Data extracted from a collection
PR #4991, opened 2026-04-12
Add trigger to SV app to create ParticipantSynchronizerPermission for Validator

### LINKED ISSUE #4988: Add trigger to SV app that creates ParticipantSynchronizerPermission topology txs based on ValidatorPermission Daml contracts

pasindutennage-da:
Fixes https://github.com/hyperledger-labs/splice/issues/4988

### DIFF
--- a/apps/app/src/test/scala/org/lfdecentralizedtrust/splice/integration/tests/PermissionedSynchronizerIntegrationTest.scala
+++ b/apps/app/src/test/scala/org/lfdecentralizedtrust/splice/integration/tests/PermissionedSynchronizerIntegrationTest.scala
@@ -87,7 +87,9 @@ class PermissionedSynchronizerIntegrationTest
                     store = decentralizedSynchronizerId,
                     filterUid = aliceParticipantId.filterString,
                   )
-              permissions.map(_.item.permission) should contain(ParticipantPermission.Submission)
+              permissions.map(_.item.permission) should contain(
+                ParticipantPermission.Submission
+              ) // reports errors in log for premature checks
             }
           }
         },
--- a/apps/app/src/test/scala/org/lfdecentralizedtrust/splice/integration/tests/PermissionedSynchronizerIntegrationTest.scala
+++ b/apps/app/src/test/scala/org/lfdecentralizedtrust/splice/integration/tests/PermissionedSynchronizerIntegrationTest.scala
@@ -67,6 +67,7 @@ class PermissionedSynchronizerIntegrationTest
     }
 
     withClue("Grant validator permission to Alice and verify visibility across all SVs") {
+
       val aliceParticipantId = aliceValidatorBackend.participantClient.id
 
       val allSvValidators =
--- a/apps/app/src/test/scala/org/lfdecentralizedtrust/splice/integration/tests/PermissionedSynchronizerIntegrationTest.scala
+++ b/apps/app/src/test/scala/org/lfdecentralizedtrust/splice/integration/tests/PermissionedSynchronizerIntegrationTest.scala
@@ -4,11 +4,13 @@
 package org.lfdecentralizedtrust.splice.integration.tests
 
 import com.digitalasset.canton.admin.api.client.data.OnboardingRestriction.RestrictedOpen
+import com.digitalasset.canton.logging.SuppressionRule
 import com.digitalasset.canton.topology.transaction.ParticipantPermission
 import org.lfdecentralizedtrust.splice.config.ConfigTransforms
 import org.lfdecentralizedtrust.splice.integration.EnvironmentDefinition
 import org.lfdecentralizedtrust.splice.integration.tests.SpliceTests.IntegrationTest
 import org.lfdecentralizedtrust.splice.util.{ProcessTestUtil, WalletTestUtil}
+import org.slf4j.event.Level
 
 class PermissionedSynchronizerIntegrationTest
     extends IntegrationTest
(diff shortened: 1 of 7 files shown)


pasindutennage-da:
CI failure of PermissionSynchronizer test is just because of logs-containing-problems, test it self passes

apps/app/src/test/scala/org/lfdecentralizedtrust/splice/integration/tests/PermissionedSynchronizerIntegrationTest.scala
```diff
@@ -67,51 +66,45 @@ class PermissionedSynchronizerIntegrationTest
...
+            clue(s"Checking active topology state on ${svValidator.name}") {
+              val permissions =
+                svValidator.participantClient.topology.participant_synchronizer_permissions
+                  .list(
+                    store = decentralizedSynchronizerId,
+                    filterUid = aliceParticipantId.filterString,
+                  )
+              permissions.map(_.item.permission) should contain(
+                ParticipantPermission.Submission
+              ) // reports errors in log for premature checks
```
pasindutennage-da: because it comes true only eventually, we have some annoying logs. But test eventually passes

apps/sv/src/main/scala/org/lfdecentralizedtrust/splice/sv/automation/GrantValidatorPermissionTrigger.scala
```diff
@@ -0,0 +1,73 @@
...
+        if (payload.isRevoked) {
+          logger.info(
+            s"Skipping ValidatorPermission for $participantId because the contract is marked as revoked."
+          )
+          Future.unit
+        } else {
+          logger.info(
+            s"Proposing ParticipantSynchronizerPermission (Submission) for $participantId on synchronizer $synchronizerId"
+          )
+          participantAdminConnection.proposeMapping(
```
moritzkiefer-da: use `ensureTopologyMapping`

apps/sv/src/main/scala/org/lfdecentralizedtrust/splice/sv/automation/GrantValidatorPermissionTrigger.scala
```diff
@@ -0,0 +1,73 @@
...
+        splice.validatorpermission.ValidatorPermission,
+      ]
+  )(implicit tc: TraceContext): Future[TaskOutcome] = {
+    val payload = task.payload
+    val synchronizerId = task.domain
+    val participantId = ParticipantId.tryFromProtoPrimitive(payload.validatorParticipantId)
+    for {
+      _ <-
+        if (payload.isRevoked) {
+          logger.info(
```
moritzkiefer-da, line 58: maybe add a TODO to actually handle revocation?

moritzkiefer-da (commented):
Nice thanks! Mostly looks good but let's switch over to the right topology primitives

apps/sv/src/main/scala/org/lfdecentralizedtrust/splice/sv/automation/GrantValidatorPermissionTrigger.scala
pasindutennage-da: I used `ensureTopologyMappingO`, because `ensureTopologyMapping` has the following

```
check.andThen(_.leftMap(_.some)),
      {
        case Some(value) => update(value)
        case None =>
          throw Status.INTERNAL
            .withDescription("Update was called without an existing state, should be impossible")
            .asRuntimeException()
      }
```

apps/sv/src/main/scala/org/lfdecentralizedtrust/splice/sv/automation/GrantValidatorPermissionTrigger.scala
pasindutennage-da: Done

apps/app/src/test/scala/org/lfdecentralizedtrust/splice/integration/tests/PermissionedSynchronizerIntegrationTest.scala
```diff
@@ -67,18 +68,39 @@ class PermissionedSynchronizerIntegrationTest
...
-        sv.participantClient.topology.participant_synchronizer_permissions
-          .propose(
-            decentralizedSynchronizerId,
-            aliceParticipantId,
-            permission = ParticipantPermission.Submission,
+
+      val allSvValidators =
+        Seq(sv1ValidatorBackend, sv2ValidatorBackend, sv3ValidatorBackend, sv4ValidatorBackend)
+
+      loggerFactory.assertEventuallyLogsSeq(SuppressionRule.LevelAndAbove(Level.ERROR))(
```
moritzkiefer-da, line 78: what error are we suppressing here? `assertEventuallyLogsSeq` with the assertion just being `succeed` also seems off. You need an eventually if it may fail initially but if you just succeed always you clearly don't need it.

I'd also recommend to actually assert on the expected error so the test already answers the question on what we are suppressing

moritzkiefer-da (approved):
nice thanks!

apps/app/src/test/scala/org/lfdecentralizedtrust/splice/integration/tests/PermissionedSynchronizerIntegrationTest.scala
pasindutennage-da: Fixed by removing clue

PR #6101, opened 2026-06-24
Helm Charts: service accounts

pasindutennage-da:
Fix https://github.com/DACH-NY/canton-network-internal/issues/5791

### DIFF
--- a/cluster/helm/cn-docs/values-template.yaml
+++ b/cluster/helm/cn-docs/values-template.yaml
@@ -23,3 +23,5 @@ enableReloader: true
 service:
   http:
     port: 80
+
+# serviceAccountName: ""
--- a/cluster/helm/cn-docs/values-template.yaml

#### [What this task involves]
For the word "passes", return every line of the records that holds it.

#### [Answer box]
CI failure of PermissionSynchronizer test is just because of logs-containing-problems, test it self passes
pasindutennage-da: because it comes true only eventually, we have some annoying logs. But test eventually passes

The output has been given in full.